Graduation – So I’m set to graduate from my master’s program in a week! Finally two long years of craziness behind me! All I have to say is that it has been a wild ride and an interesting time. In all I feel that my studies have not prepared me for what they intended to prepare me for – to be a teacher. This is partial due to (what I later discovered to be) some mediocre professors and due to my own mental unpreparedness.
The second part is what made the most impact on me. The signs came when my teaching styles clashed with those of my second and third master teachers (for the non-teaching professionals, they would be considered my supervisors) and I had to leave. This happened during the end of September/beginning of October. This series of events made me rethink a lot of things: What am I doing in this program? What do I want out of this program? What is in this program for me?
What the hell is going on?
Haha, all of these things came up. It helped that I was not required to go to class for the rest of the semester. The time away from the hustle and bustle allowed to think and realign myself. Though even now my enthusiasm for my teaching career is minimal at best, at least my time away from the classroom for a short period (October – December 2011), allowed me to consolidate what I really liked and want to explore deeper in my life:
Martial arts and writing
When that came to me, I realized I was in the wrong place. What the hell was I doing in a teaching program when exercise, martial arts, and writing were the things that made me come alive? It seemed that I was out of place, out of line, out of touch. A wolf in a pack of dogs.
But here I am, done with studying. At least I now I can use my degree to use in finding a job, so that hopefully I will be able to pursue what I really want.
As mentioned in the title, I have been sick recently, therefore my workout routine has been thrown off. I slept in my house yesterday for 3 hours (usually I stay out of my house as many hours as possible) because my headache was just making me tired and unable to concentrate. Now I’m typing this I feel a lot better, although there is still some pounding in the head here and there.
Finally, I found this article interesting. Tim Larkin, an ex-Navy SEAL and self defense instructor of the year (2011) by Black Belt Magazine was recently barred from entering the UK because the Home office (their equivalent of the State Department) believed that his tactics would be used by rioters and other people doing “such things” in light of the recent riots and social unrest.
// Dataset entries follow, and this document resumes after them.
PR #2379, opened 2023-01-24
Swift: Correct Base64 suport

lickel:
Protos are supposed to accept base64 _and_ base64url encodings.
Apple doesn't have any native base64url support, but it's trivial to convert between the two.


wire-library/wire-runtime-swift/src/main/swift/propertyWrappers/StringEncoded+Data.swift
```diff
@@ -0,0 +1,85 @@
...
+        self.init(base64urlEncoded: base64urlString, options: options)
+    }
+
+    init?(
+        base64urlEncoded base64urlString: String,
+        options: Data.Base64DecodingOptions = []
+    ) {
+        let count = base64urlString.count
+        let remainder = 8 - (count % 8)
+        let desiredLength = count + remainder
```
lickel, line 76: - [ ] verify padding length

lickel:
- [ ] support "empty" values in encoding and decoding

wire-library/wire-runtime-swift/src/main/swift/propertyWrappers/StringEncoded+Data.swift
```diff
@@ -0,0 +1,86 @@
...
+    func base64urlEncodedString(options: Data.Base64EncodingOptions = []) -> String {
+        let base64 = base64EncodedString(options: options)
+        return base64
+            .replacingOccurrences(of: "/", with: "_")
+            .replacingOccurrences(of: "+", with: "-")
+            .replacingOccurrences(of: "=", with: "")
+    }
+
+    init?(
+        base64urlEncoded base64urlData: Data,
```
efirestone, line 61: nit: I think this should technically be named `base64URLEncoded base64URLData:`

lickel: Yeah I went back and forth on this a few times.
I went with this originally because of the [RFC](https://www.rfc-editor.org/rfc/rfc4648#section-5)

>  This encoding may be referred to as "base64url".  This encoding
   should not be regarded as the same as the "base64" encoding and
   should not be referred to as only "base64".  Unless clarified
   otherwise, "base64" refers to the base 64 in the previous section.

but semantically I agree, it feels like it should be `URL`

lickel: (renamed)

wire-library/wire-runtime-swift/src/main/swift/propertyWrappers/StringEncoded+Data.swift
```diff
@@ -0,0 +1,86 @@
...
+            throw ProtoDecoder.Error.unparsableString(
+                type: Data.self,
+                value: encodedValue
+            )
+        }
+        self = value
+    }
+}
+
+public extension Data {
```
efirestone, line 38: nit: make the methods public rather than the extension

wire-library/wire-runtime-swift/src/main/swift/propertyWrappers/StringEncoded+Data.swift
```diff
@@ -0,0 +1,86 @@
...
+ * distributed under the License is distributed on an "AS IS" BASIS,
+ * WITHOUT WARRANTIES OR CONDITIONS OF ANY KIND, either express or implied.
+ * See the License for the specific language governing permissions and
+ * limitations under the License.
+ */
+
+import Foundation
+
+extension Data : StringCodable {
+    public func stringEncodedValue(in encoder: Encoder) throws -> String {
```
efirestone, line 20: The encoder and decoder in these methods isn't used anymore.

wire-library/wire-runtime-swift/src/main/swift/propertyWrappers/StringEncoded+Data.swift
```diff
@@ -0,0 +1,86 @@
...
+ * Unless required by applicable law or agreed to in writing, software
+ * distributed under the License is distributed on an "AS IS" BASIS,
+ * WITHOUT WARRANTIES OR CONDITIONS OF ANY KIND, either express or implied.
+ * See the License for the specific language governing permissions and
+ * limitations under the License.
+ */
+
+import Foundation
+
+extension Data : StringCodable {
```
efirestone, line 19: The methods in this extension could be `internal`. Maybe that'll change if we get rid of the `StringEncoded` property wrapper, but feels like we should start with them being internal and expose them later if needed.

wire-library/wire-runtime-swift/src/main/swift/propertyWrappers/StringEncoded.swift
```diff
@@ -46,11 +46,14 @@ extension StringEncoded : Decodable {
         self.init(wrappedValue: value)
     }
 
-    private static func create(optionalEncodedValue: String?) throws -> Value {
+    private static func create(
```
efirestone, line 49: These methods can lose the encoder and decoder arguments too now.

wire-library/wire-swift-generator/src/main/java/com/squareup/wire/swift/SwiftGenerator.kt
```diff
@@ -585,6 +584,36 @@ class SwiftGenerator private constructor(
       PROTO_3 -> proto3Codable
     }
 
+  private fun heapCodableExtension(
```
efirestone, line 587: Good catch on this. Did we not have a test for heap type encode/decode?

efirestone (approved):

wire-library/wire-runtime-swift/src/main/swift/propertyWrappers/StringEncoded+Data.swift
lickel: In either world, I need `StringCodable` to exist, and thus these methods need to be `public`.

wire-library/wire-swift-generator/src/main/java/com/squareup/wire/swift/SwiftGenerator.kt
lickel: Nope... there's only a _single_ heap type right now and it would not be feasible to write a test for it.

lickel: New test: https://github.com/square/wire/pull/2379/commits/110661eb7d992757ca00a91306f500cd0e6db18b

PR #2380, opened 2023-01-24
Swift: Duration and Timestamp need custom Codable implementations

lickel:
Implement two well known types Codable implementation manually

I also moved a _bunch_ of files around for readability (with no code changes).

proto3 | JSON | JSON example | Notes
-- | -- | -- | --
Timestamp | string | "1972-01-01T10:00:20.021Z" | Uses RFC 3339, where generated output will always be Z-normalized and uses 0, 3, 6 or 9 fractional digits. Offsets other than "Z" are also accepted.
Duration | string | "1.000340012s", "1s" | Generated output always contains 0, 3, 6, or 9 fractional digits, depending on required precision, followed by the suffix "s". Accepted are any fractional digits (also none) as long as they fit into nano-seconds precision and the suffix "s" is required.


wire-library/wire-runtime-swift/src/main/swift/wellknowntypes/Duration.swift
```diff
@@ -115,42 +115,3 @@ extension Duration : Proto3Codable {
         try writer.writeUnknownFields(unknownFields)
     }
 }
-
-#if !WIRE_REMOVE_CODABLE
```
lickel, line 119: I don't actually know how to codegen something that uses these

wire-library/wire-runtime-swift/src/main/swift/wellknowntypes+Custom/Duration+Codable.swift
```diff
@@ -0,0 +1,56 @@
...
+import Foundation
+
+#if !WIRE_REMOVE_CODABLE
+
+extension Wire.Duration : Codable {
+    public func encode(to encoder: Encoder) throws {
+        var container = encoder.singleValueContainer()
+
+        let encoded: String = {
+            if nanos == 0 {
```
lickel, line 26: This implementation was cribbed from [the Kotlin implementation](https://github.com/square/wire/blob/master/wire-library/wire-runtime/src/jvmMain/kotlin/com/squareup/wire/internal/DurationJsonFormatter.kt#L48)

wire-library/wire-runtime-swift/src/main/swift/wellknowntypes+Custom/Duration+Codable.swift
```diff
@@ -0,0 +1,56 @@
...
+        try container.encode(encoded)
+    }
+
+    public init(from decoder: Decoder) throws {
+        let container = try decoder.singleValueContainer()
+        var string = try container.decode(String.self)
+        guard let last = string.popLast(), last == "s" else {
+            throw DecodingError.dataCorruptedError(in: container, debugDescription: "Invalid duration format \(string)")
+        }
+        guard let interval = TimeInterval(string) else {
```
efirestone, line 46: This is going to be lossy, and decode->encode round trips aren't going to be identical. `TimeInterval` is a `Double` (64-bits total), but `Duration` is (64-bits + 32-bits for seconds + nanos). Specifically, the significand precision of a `Double` is 53-bits, so anything over 2^53 would be lossy, and the exponent is 11-bits, so anything some of those 32-bits of nanos would be lossy as well.

I think you can split on "." and then use the `String` -> Int64 and Int32 conversions.

wire-library/wire-runtime-swift/src/main/swift/wellknowntypes+Custom/Duration+Codable.swift
```diff
@@ -0,0 +1,103 @@
...
+ * See the License for the specific language governing permissions and
+ * limitations under the License.
+ */
+
+import Foundation
+
+#if swift(>=5.7)
+
+@available(macOS 13, iOS 16, watchOS 9, tvOS 16, *)
+private extension Swift.Duration {
```
efirestone, line 22: nit: put the `private` on the field instead of the extension. It might have to be `fileprivate`, but I noticed that Swift has gotten more lax about accessing private things if they're on the same type, in the same file, even if they're in different extensions.

wire-library/wire-runtime-swift/src/main/swift/wellknowntypes+Custom/Duration+Codable.swift
```diff
@@ -0,0 +1,103 @@
...
+    var nanos: Int32 {
+        let nanos = components.attoseconds * 1_000_000_000
+        return Int32(truncatingIfNeeded: nanos)
+    }
+}
+
+@available(macOS 13, iOS 16, watchOS 9, tvOS 16, *)
+extension Wire.Duration {
+    public var attos: Int64 {
+        Int64(nanos) / 1_000_000_000
```
efirestone, line 32: Shouldn't this be the other way (multiplied)? 1 nano is 1,000,000,000 attos

wire-library/wire-runtime-swift/src/main/swift/wellknowntypes+Custom/Timestamp+Codable.swift
```diff
@@ -0,0 +1,76 @@
...
+        let seconds = Int64(self.rounded())
+        let remainder = self.remainder(dividingBy: 1)
+        let nanos = Int32(remainder * pow(10, 9))
+
+        return (seconds, nanos)
+    }
+
+    init(seconds: Int64, nanos: Int32) {
+        self.init(seconds)
+        self += TimeInterval(nanos) / pow(10, 9)
```
efirestone, line 30: nit: can we use a constant here for `pow(10, 9)`. For speeeeeed. L23 as well. Could be a private static constant like `nanosecondsPerSecond` too.

wire-library/wire-runtime-swift/src/test/swift/CodableTests.swift
```diff
@@ -309,6 +309,32 @@ extension CodableTests {
...
 
+// MARK: - Duration and Timestamp
+
+extension CodableTests {
+    struct DurationAndTimestamp: Equatable, Codable {
+        var duration: Wire.Duration
+        var timestamp: Wire.Timestamp
+    }
+
+    func testDurationRoundtrip() throws {
```
efirestone, line 320: Can we add a test for a duration larger than 2^53 seconds, and one for `0.1s` and make sure they round trip?

We could add similar ones for Timestamp and comment them out too, just to illustrate that that doesn't work right now (with a comment)

efirestone (approved):

wire-library/wire-runtime-swift/src/test/swift/CodableTests.swift
lickel: https://github.com/square/wire/pull/2380/commits/e12a65fbe024131a4962b84e95575bad0130c20c

wire-library/wire-runtime-swift/src/test/swift/CodableTests.swift
```diff
@@ -333,6 +333,53 @@ extension CodableTests {
...
+          "duration":"18014398509481984s",
+          "timestamp":"4001-01-01T00:00:00Z"
+        }
+        """
+        let proto = DurationAndTimestamp(
+            duration: Duration(seconds: 1 << 54, nanos: 0),
+            timestamp: Timestamp(date: .distantFuture)
+        )
+
+        // In theory, we should use a much further distant future; however, there woudl be rounding errors at play
```
efirestone, line 385: typo: `woudl`

Also, maybe phrase it as something like `Swift's Date has less precision than Timestamp, so ideally we'd support something further in the future than Date.distantFuture, but our current implementation makes use of Date, and so that's as far as we currently support without encountering rounding errors."

wire-library/wire-runtime-swift/src/test/swift/CodableTests.swift
```diff
@@ -333,6 +333,53 @@ extension CodableTests {
...
+          "duration":"1.000000010s",
+          "timestamp":"0001-01-01T00:00:00Z"
+        }
+        """
+        let proto = DurationAndTimestamp(
+            duration: Duration(seconds: 1, nanos: 10),
+            timestamp: Timestamp(date: .distantPast)
+        )
+
+        // In theory, we should use a much further distant future; however, there woudl be rounding errors at play
```
efirestone, line 402: typo: This is distant past, not distant future, plus see comment above.

wire-library/wire-runtime-swift/src/test/swift/CodableTests.swift
```diff
@@ -333,6 +333,53 @@ extension CodableTests {
...
+        try assertDecode(json: json, expected: proto)
+        try assertEncode(proto: proto, expected: json)
+    }
+
+    func testSmallDurationRoundtrip() throws {
+        let json = """
+        {
+          "duration":"1.000000010s",
```
efirestone, line 393: This might be an additional test, but I would test `0.1s` specifically, as it can't be represented by a `Float` or `Double`, so it would expose any floating point rounding that we're unintentionally doing.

I’m bringing this up because it sounds…trivial? I don’t much about Mr.Larkin, his part, his work, or his influence. But just thinking that someone can simply be barred for their work on grounds that it “might” incite violence is ludicrous – even if it is on the edgier side (He is ex-military after all). What concerns me is that, this ban was initially for all self defense instructors! Now a couple days after the incident it looks like Mr.Larkin was the only one affected. However, could any self defense instructor be affected? Seeing as how the term “self defense” can be used rather liberally this can be a problem for all martial artists. Could martial artists get caught up in politics and social upheavals? I believe certainly. Only time will tell.